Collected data
┄┄┄┄┄┄

PR #1127, opened 2024-01-19
Convert webcam/matroska/quicktime videos to mp4.

susanodd:


susanodd:
The popup error on Mac during upload is:

`magick kan niet worden geopend omdat de ontwikkelaar niet kan worden geverifieerd.
`

Is this something the drag and drop code is using?

susanodd:
@Jetske I'm testing uploading videos on Mac Safari.

I commented out a lot of code to see what the code is doing.

By the time the code gets here:

https://github.com/Signbank/Global-signbank/blob/9d7b48ca4cede2be2fe6a43b8e073c14329b6591/signbank/dictionary/models.py#L651

(With the rest of the operations on the video file commented out....)

The original video (.mov) has been named (.mp4) and the quality is considerably degraded.

But I don't see this in the code.

It's probably inside the save on a GlossVideo.
Whatever that code is, is broken.

susanodd:
I encountered some except prints during uploads. This causes it to fail but nothing is shown to the user. (Because they are caught elsewhere, it's not clear there was an error.)

This is related to the reversion routines.

susanodd:
This code is wrong:

https://github.com/Signbank/Global-signbank/blob/9d7b48ca4cede2be2fe6a43b8e073c14329b6591/signbank/video/convertvideo.py#L125-L135

The `.mov` file is already in `h264` but the probe returns a longer string which contains `h264`:
`h264 (Main) (avc1 / 0x31637661)`
and does not match `format == h264` so the file is converted (to h264 again).

susanodd:
I fixed the code just above.

susanodd:
This probably needs to be a draft branch. I'm finding it difficult to debug all the video code to get it working for mov files.

I think the resize needs to be rewritten. The aspect ration seems to cause problems. (The CNGT script function fails on something giving missing uprobe not found.)

The probe function was actually getting wrong information from the mov file. (Or rather, it was more information than the code was testing for.) I suspect something like this is also going wrong for resize.
It looks from the GlossListView that the little videos have aspect ratio 3:4. But the quicktime macbook camera videos are wider. It looks like ffmpeg needs different parameters for different formatted videos.

susanodd:
I have the code working for quicktime videos now. I think what was going wrong before the repairs was that

1. quicktime is already in h264 format - to fix this the convert_video routine ffmpeg, if the source video is quicktime, it now uses codec "copy" to remove the container from the video and save it as mp4
2. the frames per second is 15, not 30. This was causing the make small video to not work. Instead - new python function - first small png files for the frames are generated, then these are put into a new .mov file using rawvideo format. Then this is converted to mp4.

┄┄┄┄┄┄

=== Work instructions ===
Return all lines in the entries above that carry the word "testing".

=== Solution below ===
@Jetske I'm testing uploading videos on Mac Safari.
The probe function was actually getting wrong information from the mov file. (Or rather, it was more information than the code was testing for.) I suspect something like this is also going wrong for resize.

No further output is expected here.